Experimental Design File

One of the first data sets you encounter as you begin to use JMP Genomics is the experimental design file (EDF). The EDF provides JMP Genomics with important information about how an experiment is carried out. It defines experimental variables such as treatment conditions and covariates and provides the basis for organizing and analyzing your data.

An EDF is required by many of the input engines for the construction of a SAS data set from the raw data files. In fact, the name and location of the EDF is frequently the first parameter that must be defined. An EDF also serves as a precursor to another file known as the experimental design data set (EDDS) that is typically required for analysis of tall SAS data sets.

An additional advantage to using an EDF is that you can have all of the experimental variables collected in one table that can be reused or modified as needed. An EDF is an excellent way to consolidate, store, and share the critical factors in an experiment, rather than trying to attach them to the raw data later one-by-one or adding them into the names of the raw data files. Since an EDF can be used to record corresponding experimental factors of your genomics experiment, you might want to construct one during the initial planning of your experiments.

EDFs for JMP Genomics must conform to the following conventions:

One column must have header name Array, Chip, or Spectrum. An optional second column must be named Channel or Dye. The data entries in these two columns must uniquely identify the rows of the file. The Create Array Index process helps you generate this column.

One column must have header name File or FileName. The entries in this column must contain the names of the raw data files that are associated with each row. The Check File Names process helps you check the accuracy of the filenames.

One column must have header name ColumnName¹. The entries in this column must correspond to the names of the SAS variables in the tall data set that is to be associated with this experimental design. SAS variable names have certain restrictions. The Create ColumnName process helps you generate this column.

When your raw data files have more than one column to be read as raw data, you must include a column named Intensity. The entries in this column list the names of the columns in the raw data files that are to be read.

When your raw data files have a column corresponding to background signal that you want to subtract from the raw data, located in the specified Intensity column, include a column named Background. The entries in this column contain the names of the columns in the raw data file that correspond to the background columns.

When you want to input other extra columns for data that are shared across all the raw files, such as coordinates of molecular entities on arrays, you can include columns named _X_varname in your EDF, where varname is the name to be assigned to these columns in the tall data set to be created.
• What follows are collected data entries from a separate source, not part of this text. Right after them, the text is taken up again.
PR #1269, opened 2020-09-16
Support POST $reindex for a single resource

namadabu:
## Description
Added support for POST $reindex endpoint for a single resource where the resource will get updated in the database with the new search parameters. The endpoint will follow the following pattern POST /<fhir-server>/<resourceType>/<resourceId>/$reindex. The response will be a Parameter resource with the search parameters that will be supported for that resource. 

## Related issues
Addresses [issue [AB#75742](https://microsofthealth.visualstudio.com/f8da5110-49b1-4e9f-9022-2f58b6124ff9/_workitems/edit/75742)].

## Testing
UTs. Manual testing on local deployment.

### DIFF
--- a/src/Microsoft.Health.Fhir.Shared.Core/Features/Operations/Reindex/ReindexSingleResourceRequestHandler.cs
+++ b/src/Microsoft.Health.Fhir.Shared.Core/Features/Operations/Reindex/ReindexSingleResourceRequestHandler.cs
@@ -28,6 +28,8 @@ namespace Microsoft.Health.Fhir.Core.Features.Operations.Reindex
         private readonly ISearchIndexer _searchIndexer;
         private readonly IResourceDeserializer _resourceDeserializer;
 
+        private const string HttpPostName = "POST";
+
         public ReindexSingleResourceRequestHandler(
             IFhirAuthorizationService authorizationService,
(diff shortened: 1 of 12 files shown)


src/Microsoft.Health.Fhir.Shared.Core/Features/Operations/Reindex/ReindexSingleResourceRequestHandler.cs
```diff
@@ -28,6 +28,8 @@ public class ReindexSingleResourceRequestHandler : IRequestHandler<ReindexSingle
         private readonly ISearchIndexer _searchIndexer;
         private readonly IResourceDeserializer _resourceDeserializer;
 
+        private const string HttpPostName = "POST";
```
feordin, line 31: I think this is already defined: Microsoft.AspNetCore.Http.HttpMethods

namadabu: That's a good idea. But that would mean Core would have a dependency on AspNetCore, which we want to avoid (since this handler is in Core).

feordin (approved):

The entries in this column contain the names of the columns in the raw data file that correspond to the extra data to be read.

The file must be in one of the following formats: tab-delimited with .txt extension, comma-delimited with .csv extension, Microsoft Excel with .xls extension, or a SAS data set, with .sas7bdat extension.
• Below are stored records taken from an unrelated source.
Issue #591, opened 2019-07-22
Remove the Base64 format check


jackliums:
We changed the logic to base64 encoding the continuation token to avoid some encoding issues. To maintain backwards compatibility, we added the logic to check and see if the incoming token is base 64 encoded or not and processes it differently. We should remove this logic after a few releases.

LTA-Thinking:
Additional context: Added the encoding in PR #584, the check is in SearchOptionsFactory.cs

CaitlinV39:
@LTA-Thinking is this still an issue?

LTA-Thinking:
Yes, we never came back to this. [This](https://github.com/microsoft/fhir-server/blob/5a74aa2746811e2ab53402b7d38f54f31483f158/src/Microsoft.Health.Fhir.Shared.Core/Features/Search/SearchOptionsFactory.cs#L84) section needs to be edited so that we only support base 64 encoded continuation tokens.

CaitlinV39:
AB#76206

LTA-Thinking:
In order to prevent possible interruptions in export jobs running during a system upgrade a temporary fix had to be added to #1278 so that it checks for base64 encoded CTs. This should be removed soon.

CaitlinV39:
@LTA-Thinking Is this one okay to close?

Issue #674, opened 2019-09-30
DOS on bad continuation tokens


mmacagno:
**Describe the bug**
Providing altered continuation tokens on a query (adding a few digits) will cause a Denial Of Service on the FHIR instance.

**To Reproduce**
1. Produce a FHIR query that returns a next element with continuation token, for example:

https://{{fhir_uri}}/Observation?date=2019-09-20

2. Use the next URL and verify you get additional records
3. add a few random digits at the end, for example:

https://{{fhir_uri}}/Observation?date=2019-09-20&ct=eyJ0b2tlbiI6IitSSUQ6MzRKOEFQeEJHcUpsQmdBQUFBQUFBQT09I1JUOjEjVFJDOjEwI0lTVjoyI0lFTzo2NTUzNiIsInJhbmdlIjp7Im1pbiI6IiIsIm1heCI6IkZGIn19**1122**

**Expected behavior**
A 400 error for bad continuation token

**Actual behavior**
The server will timeout and restart 
From Postman: 
error 502 >> The specified CGI application encountered an error and the server terminated the process.

I can repro consistently.

CaitlinV39:
@CaitlinV39 create an investigation story

CaitlinV39:
AB#76150

CaitlinV39:
@johnstairs can we close?

PR #1278, opened 2020-09-18
Remove base 64 check on continuation token

LTA-Thinking:
## Description
Removes the check for base 64 encoded continuation tokens as that has been the only way of getting them for over a year now.
This is technically a breaking change as anyone who uses an unencoded continuation token would now get an error response, but those tokens would have had to be cached for over a year.

## Related issues
Addresses #591 

## Testing
Existing unit and e2e tests

### DIFF
--- a/src/Microsoft.Health.Fhir.Core/Features/Operations/Export/ExportJobTask.cs
+++ b/src/Microsoft.Health.Fhir.Core/Features/Operations/Export/ExportJobTask.cs
@@ -7,6 +7,7 @@ using System;
 using System.Collections.Generic;
 using System.Globalization;
 using System.Net;
+using System.Text.RegularExpressions;
 using System.Threading;
 using System.Threading.Tasks;
 using EnsureThat;
@@ -27,6 +28,8 @@ namespace Microsoft.Health.Fhir.Core.Features.Operations.Export
 {
     public class ExportJobTask : IExportJobTask
     {
+        private static readonly Regex Base64FormatRegex = new Regex("^([A-Za-z0-9+/]{4})*([A-Za-z0-9+/]{3}=|[A-Za-z0-9+/]{2}==)?$", RegexOptions.Compiled | RegexOptions.Singleline);
+
         private readonly Func<IScoped<IFhirOperationDataStore>> _fhirOperationDataStoreFactory;
         private readonly IScoped<IAnonymizerFactory> _anonymizerFactory;
         private readonly ExportJobConfiguration _exportJobConfiguration;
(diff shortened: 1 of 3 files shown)


brendankowitz:
Seems fine, one thought, does expose us more to #674 or other invalid CTs

LTA-Thinking:
This makes us a little more resistant to invalid CTs as they now have to be valid base64 encoded strings or an error will be thrown.

brendankowitz (approved):

src/Microsoft.Health.Fhir.Core/Features/Operations/Export/ExportJobTask.cs
```diff
@@ -27,6 +28,8 @@ namespace Microsoft.Health.Fhir.Core.Features.Operations.Export
 {
     public class ExportJobTask : IExportJobTask
     {
+        private static readonly Regex Base64FormatRegex = new Regex("^([A-Za-z0-9+/]{4})*([A-Za-z0-9+/]{3}=|[A-Za-z0-9+/]{2}==)?$", RegexOptions.Compiled | RegexOptions.Singleline);
```
brendankowitz, line 31: @feordin since this is still behind a feature flag, do you think this check is needed?

feordin: We do not need to check any previously created continuation tokens.  The reindex functionality is not E2E functional yet (but soon!) so any created jobs would need to be re-created and run anyway.  However, We may need to add logic to encode any returned continuation tokens which come back in the search results if the search service expects them to be encoded.  I think we can simply allow this update to go through, and then test a reindex job with continuation tokens to be sure.

feordin (approved):

src/Microsoft.Health.Fhir.Core/Features/Operations/Export/ExportJobTask.cs
```diff
@@ -346,7 +355,13 @@ private async Task<IAnonymizer> CreateAnonymizerAsync(CancellationToken cancella
             List<Tuple<string, string>> queryParametersList = new List<Tuple<string, string>>(sharedQueryParametersList);
             if (progress.ContinuationToken != null)
             {
-                queryParametersList.Add(Tuple.Create(KnownQueryParameterNames.ContinuationToken, progress.ContinuationToken));
+                var continuationToken = progress.ContinuationToken;
+                if (!Base64FormatRegex.IsMatch(continuationToken))
+                {
+                    continuationToken = Convert.ToBase64String(System.Text.Encoding.UTF8.GetBytes(continuationToken));
```
brendankowitz, line 361: After looking through this again I'm kind of surprised we don't have a `ToBase64` string extension :)

LTA-Thinking: We could add that when we remove the check in the ExportJobRecord in a week or two.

EDFs can be built in a variety of ways. The simplest method assumes you have a file in which individual raw data files are identified along with the experimental conditions under which they were generated.

Typical experimental conditions can include variables such as treatment, dosage, time, cell line, animal, sex, age, and so on. Such a file can be created using JMPs DOE capabilities. This file is read into JMP and modified such that it functions as an EDF.
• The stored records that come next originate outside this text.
PR #1280, opened 2020-09-18
Add multi-threading and error recovery to reindex job task

feordin:
## Description
Updates the reindex job task to created multiple threads up to a limit of max allowed concurrency.  Also adds updates to recover from a failure condition

## Related issues
Addresses [issue [AB#73390](https://microsofthealth.visualstudio.com/f8da5110-49b1-4e9f-9022-2f58b6124ff9/_workitems/edit/73390)].

## Testing
Manual testing, and updated unit tests.

### DIFF
--- a/src/Microsoft.Health.Fhir.Core/Features/Operations/Reindex/ReindexJobTask.cs
+++ b/src/Microsoft.Health.Fhir.Core/Features/Operations/Reindex/ReindexJobTask.cs
@@ -155,8 +155,12 @@ namespace Microsoft.Health.Fhir.Core.Features.Operations.Reindex
                     {
                         lock (jobLock)
                         {
-                            var tokenSource = queryCancellationTokens[staleQuery];
-                            tokenSource.Cancel(false);
+                            // if this query has a created task, cancel it
+                            if (queryCancellationTokens.TryGetValue(staleQuery, out var tokenSource))
+                            {
+                                tokenSource.Cancel(false);
+                            }
+
                             staleQuery.Status = OperationStatus.Queued;
                             UpdateJobAsync(cancellationToken).Wait();
                         }
@@ -170,7 +174,7 @@ namespace Microsoft.Health.Fhir.Core.Features.Operations.Reindex
                     {
                         var taskArray = queryTasks.ToArray();
                         Task.WaitAny(taskArray);
-                        var finishedTasks = queryTasks.Where(t => t.IsCompleted);
+                        var finishedTasks = queryTasks.Where(t => t.IsCompleted).ToArray();
                         foreach (var finishedTask in finishedTasks)
                         {
                             queryTasks.Remove(finishedTask);
--- a/src/Microsoft.Health.Fhir.Core/Features/Operations/Reindex/ReindexJobTask.cs
+++ b/src/Microsoft.Health.Fhir.Core/Features/Operations/Reindex/ReindexJobTask.cs
@@ -243,6 +243,10 @@ namespace Microsoft.Health.Fhir.Core.Features.Operations.Reindex
                     jobSemaphore.Release();
                 }
             }
+            finally
+            {
+                jobSemaphore.Dispose();
+            }
         }
 
         private async Task<ReindexJobQueryStatus> ProcessQueryAsync(ReindexJobQueryStatus query, SemaphoreSlim jobSemaphore, CancellationToken cancellationToken)
--- a/src/Microsoft.Health.Fhir.Core/Features/Operations/Reindex/ReindexJobTask.cs
+++ b/src/Microsoft.Health.Fhir.Core/Features/Operations/Reindex/ReindexJobTask.cs
@@ -69,6 +69,7 @@ namespace Microsoft.Health.Fhir.Core.Features.Operations.Reindex
 
             _reindexJobRecord = reindexJobRecord;
             _weakETag = weakETag;
+            object jobLock = new object();
 
             try
             {
@@ -107,7 +108,6 @@ namespace Microsoft.Health.Fhir.Core.Features.Operations.Reindex
                     {
                         resourceList.UnionWith(param.TargetResourceTypes);
 
-                        // TODO: Expand the BaseResourceTypes to all child resources
                         resourceList.UnionWith(param.BaseResourceTypes);
                     }
 
@@ -126,21 +126,38 @@ namespace Microsoft.Health.Fhir.Core.Features.Operations.Reindex
                     _reindexJobRecord.Count = countOnlyResults.TotalCount.Value;
 
                     // Query first batch of resources
-                    await ProcessQueryAsync(queryStatus, cancellationToken);
+                    await ProcessQueryAsync(queryStatus, jobLock, cancellationToken);
                 }
-                else
+
+                // while not all queries are finished
+                while (_reindexJobRecord.QueryList.Where(q =>
+                    q.Status == OperationStatus.Queued ||
+                    q.Status == OperationStatus.Running).Any())
                 {
-                    // check to see if queries are queued
-                    // TODO: this while loop is temporary until we multithread this task so multiple threads can
-                    // processes queries
-                    while (_reindexJobRecord.QueryList.Where(q => q.Status == OperationStatus.Queued).Any())
+                    if (_reindexJobRecord.QueryList.Where(q => q.Status == OperationStatus.Queued).Any())
                     {
                         // grab the next query from the list which is labeled as queued and run it
                         var query = _reindexJobRecord.QueryList.Where(q => q.Status == OperationStatus.Queued).OrderBy(q => q.LastModified).FirstOrDefault();
 
-                        await ProcessQueryAsync(query, cancellationToken);
+#pragma warning disable CS4014 // Suppressed as we want to continue execution and begin processing the next query while this continues to run
+                        ProcessQueryAsync(query, jobLock, cancellationToken);
+#pragma warning restore CS4014 // Because this call is not awaited, execution of the current method continues before the call is completed
+                    }
+
+                    // reset stale queries to pending
+                    var staleQueries = _reindexJobRecord.QueryList.Where(
+                        q => q.Status == OperationStatus.Running && q.LastModified < DateTimeOffset.UtcNow - _reindexJobConfiguration.JobHeartbeatTimeoutThreshold);
+                    foreach (var staleQuery in staleQueries)
+                    {
+                        lock (jobLock)
+                        {
+                            staleQuery.Status = OperationStatus.Queued;
+                            UpdateJobAsync(cancellationToken).Wait();
+                        }
                     }
                 }
+
+                await CheckJobCompletionStatus(cancellationToken);
             }
             catch (JobConflictException)
             {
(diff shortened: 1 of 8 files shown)


src/Microsoft.Health.Fhir.Core/Features/Operations/Reindex/ReindexJobTask.cs
```diff
@@ -126,96 +125,138 @@ public async Task ExecuteAsync(ReindexJobRecord reindexJobRecord, WeakETag weakE
...
+                            UpdateJobAsync(cancellationToken).Wait();
+                        }
+                    }
+
+                    await Task.Delay(_reindexJobConfiguration.QueryDelayIntervalInMilliseconds);
+
+                    if (queryTasks.Count >= reindexJobRecord.MaximumConcurrency)
+                    {
+                        var taskArray = queryTasks.ToArray();
+                        int taskIndex = Task.WaitAny(taskArray);
```
namadabu, line 166: Let's say `MaximumConcurrency = 5`. Even if all tasks are complete, we will only remove one task. That means the next loop can add only one task. Which means after this initial condition `queryTasks.Count >= reindexJobRecord.MaximumConcurrency` is met, we will only be adding/working on one task at a time.

src/Microsoft.Health.Fhir.Core/Features/Operations/Reindex/ReindexJobTask.cs
```diff
@@ -126,96 +125,138 @@ public async Task ExecuteAsync(ReindexJobRecord reindexJobRecord, WeakETag weakE
                     _reindexJobRecord.Count = countOnlyResults.TotalCount.Value;
 
                     // Query first batch of resources
-                    await ProcessQueryAsync(queryStatus, cancellationToken);
+                    await ProcessQueryAsync(queryStatus, jobLock, cancellationToken);
                 }
-                else
+
+                var queryTasks = new ConcurrentBag<Task>();
```
namadabu, line 131: Do we need `queryTasks` to be a ConcurrentBag? It seems like a List should be enough for the current use case.

src/Microsoft.Health.Fhir.Shared.Core/Features/Operations/Reindex/ReindexUtilities.cs
```diff
@@ -54,7 +57,8 @@ public async Task ProcessSearchResultsAsync(SearchResult results, string searchP
                 var resourceElement = _deserializer.Deserialize(entry.Resource);
                 var newIndices = _searchIndexer.Extract(resourceElement);
                 var newIndicesHash = new HashSet<SearchIndexEntry>(newIndices);
-                var prevIndicesHash = new HashSet<SearchIndexEntry>(entry.Resource.SearchIndices);
+                var prevIndicesHash = entry.Resource.SearchIndices != null ?
```
namadabu, line 60: `entry.Resource.SearchIndices` will never have the SearchIndexEntry information since we don't have the de-serializer for it. We can simply this code (and the below if condition) by just removing this.

src/Microsoft.Health.Fhir.Core/Features/Operations/Reindex/ReindexJobTask.cs
```diff
@@ -126,96 +125,138 @@ public async Task ExecuteAsync(ReindexJobRecord reindexJobRecord, WeakETag weakE
...
                         var query = _reindexJobRecord.QueryList.Where(q => q.Status == OperationStatus.Queued).OrderBy(q => q.LastModified).FirstOrDefault();
 
-                        await ProcessQueryAsync(query, cancellationToken);
+#pragma warning disable CS4014 // Suppressed as we want to continue execution and begin processing the next query while this continues to run
+                        queryTasks.Add(ProcessQueryAsync(query, jobLock, cancellationToken));
+                        _logger.LogInformation($"Reindex job task using {queryTasks.Count} threads");
+#pragma warning restore CS4014 // Because this call is not awaited, execution of the current method continues before the call is completed
+                    }
+
+                    // reset stale queries to pending
```
namadabu, line 149: We should not be resetting stale queries without having a mechanism to cancel the "stale tasks". A query could be in the `ProcessSearchResultsAsync` method and still end up being "stale". We will then update the status to Queued here and it could possibly be picked up on the next loop. Meanwhile `ProcessSearchResultsAsync` can complete and mark it as completed, thus ending up processing it twice. And we would also end up processing the continuation token from this query twice.

src/Microsoft.Health.Fhir.Shared.Core/Features/Operations/Reindex/ReindexUtilities.cs
feordin: That is true.  Will update this as part of the work item on possibly calculating a has of the given values.

src/Microsoft.Health.Fhir.Core/Features/Operations/Reindex/ReindexJobTask.cs
feordin: Updated with cancellationTokens for the created tasks.

src/Microsoft.Health.Fhir.Core/Features/Operations/Reindex/ReindexJobTask.cs
feordin: updated to remove multiple tasks.

src/Microsoft.Health.Fhir.Core/Features/Operations/Reindex/ReindexJobTask.cs
feordin: This is true, reverted to a List.

src/Microsoft.Health.Fhir.Core/Features/Operations/Reindex/ReindexJobTask.cs
```diff
@@ -126,96 +124,172 @@ public async Task ExecuteAsync(ReindexJobRecord reindexJobRecord, WeakETag weakE
...
-                    nextQuery.LastModified = DateTimeOffset.UtcNow;
-                    nextQuery.Status = OperationStatus.Queued;
-                    _reindexJobRecord.QueryList.Add(nextQuery);
-                }
+                    query.Status = OperationStatus.Running;
+                    query.LastModified = DateTimeOffset.UtcNow;
 
-                await UpdateJobAsync(cancellationToken);
+                    // Query first batch of resources
+                    results = ExecuteReindexQueryAsync(query, false, cancellationToken).Result;
```
namadabu, line 244: I don't think we should be combining synchronous blocks with async/await pattern. It defeats the purpose of using async/await

src/Microsoft.Health.Fhir.Core/Features/Operations/Reindex/ReindexJobTask.cs
```diff
@@ -126,96 +124,172 @@ public async Task ExecuteAsync(ReindexJobRecord reindexJobRecord, WeakETag weakE
...
-                    while (_reindexJobRecord.QueryList.Where(q => q.Status == OperationStatus.Queued).Any())
+                    if (_reindexJobRecord.QueryList.Where(q => q.Status == OperationStatus.Queued).Any())
                     {
                         // grab the next query from the list which is labeled as queued and run it
                         var query = _reindexJobRecord.QueryList.Where(q => q.Status == OperationStatus.Queued).OrderBy(q => q.LastModified).FirstOrDefault();
+                        CancellationTokenSource queryTokensSource = new CancellationTokenSource();
+                        queryCancellationTokens.Add(query, queryTokensSource);
+
+#pragma warning disable CS4014 // Suppressed as we want to continue execution and begin processing the next query while this continues to run
+                        queryTasks.Add(ProcessQueryAsync(query, jobLock, queryTokensSource.Token));
```
namadabu, line 146: Why not use `queryTasks.Add(Task.Run(...))` here so that we can avoid all the synchronous blocks downstream?

src/Microsoft.Health.Fhir.Core/Features/Operations/Reindex/ReindexJobTask.cs
```diff
@@ -126,96 +124,172 @@ public async Task ExecuteAsync(ReindexJobRecord reindexJobRecord, WeakETag weakE
...
             }
             catch (Exception ex)
             {
-                query.Error = ex.Message;
-
-                query.FailureCount++;
+                lock (jobLock)
+                {
+                    query.Error = ex.Message;
+                    query.FailureCount++;
```
namadabu, line 277: We seem to be double counting failures here. If `ExecuteReindexQueryAsync` throws and exception and fails, we increment the failure count there. And then when the exception is caught here, we will increment `FailureCount` again.

src/Microsoft.Health.Fhir.Core/Features/Operations/Reindex/ReindexJobTask.cs
feordin: Changed to use semaphore instead of lock(object) to properly enable async/await pattern.

src/Microsoft.Health.Fhir.Core/Features/Operations/Reindex/ReindexJobTask.cs
feordin: As ProcessQueryAsync returns a task object it should remain asynchronous now that all .Wait methods have been removed

src/Microsoft.Health.Fhir.Core/Features/Operations/Reindex/ReindexJobTask.cs
feordin: Yes, removed one of the increments.

namadabu (approved):

src/Microsoft.Health.Fhir.Core/Features/Operations/Reindex/ReindexJobTask.cs
```diff
@@ -126,96 +124,207 @@ public async Task ExecuteAsync(ReindexJobRecord reindexJobRecord, WeakETag weakE
                     _reindexJobRecord.Count = countOnlyResults.TotalCount.Value;
```
namadabu, line 124: We don't seem to be using this Count value anywhere. We can avoid executing a query to get the total count.

feordin: It is true, we don't use it yet.  I missed implementing an update to the progress property which uses the count to track overall total progress. For larger jobs I think it will be very useful, so I would like to keep it for now.  I will add a bug to make sure we implement the progress.

src/Microsoft.Health.Fhir.Core/Features/Operations/Reindex/ReindexJobTask.cs
```diff
@@ -126,96 +124,207 @@ public async Task ExecuteAsync(ReindexJobRecord reindexJobRecord, WeakETag weakE
...
                         var query = _reindexJobRecord.QueryList.Where(q => q.Status == OperationStatus.Queued).OrderBy(q => q.LastModified).FirstOrDefault();
+                        CancellationTokenSource queryTokensSource = new CancellationTokenSource();
+                        queryCancellationTokens.Add(query, queryTokensSource);
+
+#pragma warning disable CS4014 // Suppressed as we want to continue execution and begin processing the next query while this continues to run
+                        queryTasks.Add(ProcessQueryAsync(query, jobSemaphore, queryTokensSource.Token));
+#pragma warning restore CS4014 // Because this call is not awaited, execution of the current method continues before the call is completed
 
-                        await ProcessQueryAsync(query, cancellationToken);
+                        _logger.LogInformation($"Reindex job task using {queryTasks.Count} threads");
```
brendankowitz, line 149: This is not entirely true, if too many tasks are created they can be awaiting activation, before running

src/Microsoft.Health.Fhir.Core/Features/Operations/Reindex/ReindexJobTask.cs
```diff
@@ -126,96 +124,207 @@ public async Task ExecuteAsync(ReindexJobRecord reindexJobRecord, WeakETag weakE
...
+                    }
+
+                    // reset stale queries to pending
+                    var staleQueries = _reindexJobRecord.QueryList.Where(
+                        q => q.Status == OperationStatus.Running && q.LastModified < DateTimeOffset.UtcNow - _reindexJobConfiguration.JobHeartbeatTimeoutThreshold);
```
brendankowitz, line 154: Prefer Clock.UtcNow for testing with times

src/Microsoft.Health.Fhir.Core/Features/Operations/Reindex/ReindexJobTask.cs
```diff
@@ -126,96 +124,207 @@ public async Task ExecuteAsync(ReindexJobRecord reindexJobRecord, WeakETag weakE
...
+                    foreach (var staleQuery in staleQueries)
+                    {
+                        await jobSemaphore.WaitAsync();
+                        try
+                        {
+                            // if this query has a created task, cancel it
+                            if (queryCancellationTokens.TryGetValue(staleQuery, out var tokenSource))
+                            {
+                                tokenSource.Cancel(false);
```
brendankowitz, line 163: The the task is faulted, completed or cancelled, would this throw an exception?

src/Microsoft.Health.Fhir.Core/Features/Operations/Reindex/ReindexJobTask.cs
```diff
@@ -126,96 +124,207 @@ public async Task ExecuteAsync(ReindexJobRecord reindexJobRecord, WeakETag weakE
...
+                            queryCancellationTokens.Remove(finishedTask.Result);
+                        }
+                    }
+
+                    // if our received CancellationToken is cancelled we should
+                    // pass that cancellation request onto all the cancellationTokens
+                    // for the currently executing threads
+                    if (cancellationToken.IsCancellationRequested)
+                    {
+                        foreach (var tokenSource in queryCancellationTokens.Values)
```
brendankowitz, line 196: The comment sounds like we should be using `CancellationTokenSource.CreateLinkedTokenSource` for the these

src/Microsoft.Health.Fhir.Core/Features/Operations/Reindex/ReindexJobTask.cs
```diff
@@ -126,96 +124,207 @@ public async Task ExecuteAsync(ReindexJobRecord reindexJobRecord, WeakETag weakE
...
-                    while (_reindexJobRecord.QueryList.Where(q => q.Status == OperationStatus.Queued).Any())
+                    if (_reindexJobRecord.QueryList.Where(q => q.Status == OperationStatus.Queued).Any())
                     {
                         // grab the next query from the list which is labeled as queued and run it
                         var query = _reindexJobRecord.QueryList.Where(q => q.Status == OperationStatus.Queued).OrderBy(q => q.LastModified).FirstOrDefault();
+                        CancellationTokenSource queryTokensSource = new CancellationTokenSource();
+                        queryCancellationTokens.Add(query, queryTokensSource);
+
+#pragma warning disable CS4014 // Suppressed as we want to continue execution and begin processing the next query while this continues to run
+                        queryTasks.Add(ProcessQueryAsync(query, jobSemaphore, queryTokensSource.Token));
```
brendankowitz, line 146: I might have missed it, is there something limiting the max number of running tasks?

feordin: There is a check on line 179, if the count of the collection of tasks is >= the maximumconcurrency, then we Wait for any one of the tasks to complete before continuing with the loop.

If the design information is spread across separate tables, you can use JMPs Tables > Join command to merge the tables to create the design file. Should you not have such a design file, JMP Genomics includes tools, such as the Create Design File Template that you can use to create a new EDF. Alternatively, the JMP G. Wizard (click Genomics > Import > Getting Started > Getting Started Wizard) automatically creates an EDF.

An EDF is normally saved in a format other than SAS, such as a comma-separated values (.csv) file, tab delimited text (.txt) file, or Microsoft Excel (.xls) spreadsheet. A typical JMP data file (.jmp) does not work as an EDF. If creating a new design from scratch, you might need to add one or more columns to the table in order for it to be a valid EDF. You can then use the JMP File > Save command to save it as a text file or as an Excel spreadsheet.

For detailed information about the files and data sets used or created by JMP Life Sciences software, see Files and Data Sets.

The method used for this specification can vary depending on whether JMP is connected to SAS on your local machine or connected to SAS on a server. You should refer to the Specifying Folders, Files, and Data Sets documentation for detailed information.

There is one exception to this rule: The EDF for the SAM Input Engine, BAM Input Engine, Eland Input Engine, and the Affymetrix Tiling CEL Input Engine import processes can contain a column named SampleName in addition to or in place of ColumnName. The SampleName column is used for combining data from individual samples that are spread across multiple files.